→ **Aim of the exercise**:
Search the entries for lines that contain the word "rushtong", and report each one found.

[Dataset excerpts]
PR #227, opened 2019-08-06
Btrx 600 Rewrite User Sync 

dags:
## Addresses
https://broadinstitute.atlassian.net/browse/BTRX-600

## Changes
Service was refactored to read users from BigQuery user database instead of internal Crowd service. 

## Testing
Hitting app_url + 'user/sync' should read users from BigQuery and add new users to ORSP user table, if any.

---


grails-app/services/org/broadinstitute/orsp/CrowdService.groovy
```diff
@@ -1,131 +1,113 @@
...
-                log.error("Content-Type: ${resp.headers.'Content-Type'}")
+        // Instantiate a client.
+        BigQuery bigquery =
+                BigQueryOptions.newBuilder()
+                        .setCredentials(getCredential())
+                        .build()
+                        .getService()
+
+        QueryJobConfiguration queryConfig = QueryJobConfiguration
+                .newBuilder("SELECT * FROM `broad-bits.data_warehouse.people`")
```
rushtong: See https://cloud.google.com/bigquery/docs/best-practices-costs
We're only looking for `broad_email`, `username`, `first_name`, and `last_name` ... we should only query that data.
```suggestion
                .newBuilder("SELECT broad_email, username, first_name, last_name FROM `broad-bits.data_warehouse.people`")
```

grails-app/services/org/broadinstitute/orsp/CrowdService.groovy
```diff
@@ -1,131 +1,113 @@
...
+        } else if (queryJob.getStatus().getError() != null) {
+            log.error(queryJob.getStatus().getError().toString())
+        } else {
+            // Get the results.
+            TableResult result = queryJob.getQueryResults()
+            // iterate over results to find out missing users
+            for (FieldValueList row : result.iterateAll()) {
+                String email = row.get("broad_email").getStringValue()
+                String userName = row.get("username").getStringValue()
+                if (email && !filterUsers.contains(userName)) {
```
rushtong: To make this class more useful, I would break out these two concepts out into two different functions. By mixing Find-All and Filter in one function, we lose the ability to do more interesting things with the data.

1. Find all Broad Users
2. Filter user list against list of known users

grails-app/services/org/broadinstitute/orsp/CrowdService.groovy
dags: Ok, thanks for the link !

src/test/groovy/org/broadinstitute/orsp/config/CrowdConfigurationSpec.groovy
```diff
@@ -15,11 +15,7 @@ class CrowdConfigurationSpec extends Specification implements ServiceUnitTest<Cr
         CrowdConfiguration config = service.crowdConfiguration
 
         expect:
-        !config.url.isEmpty()
-        !config.username.isEmpty()
-        !config.password.isEmpty()
-        config.interval > 0
-        config.range > 0
+        !config.config.isEmpty()
```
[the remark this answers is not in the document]
dags: done

grails-app/services/org/broadinstitute/orsp/CrowdService.groovy
dags: makes sense.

→ **Result of the exercise**:
rushtong: See https://cloud.google.com/bigquery/docs/best-practices-costs
rushtong: To make this class more useful, I would break out these two concepts out into two different functions. By mixing Find-All and Filter in one function, we lose the ability to do more interesting things with the data.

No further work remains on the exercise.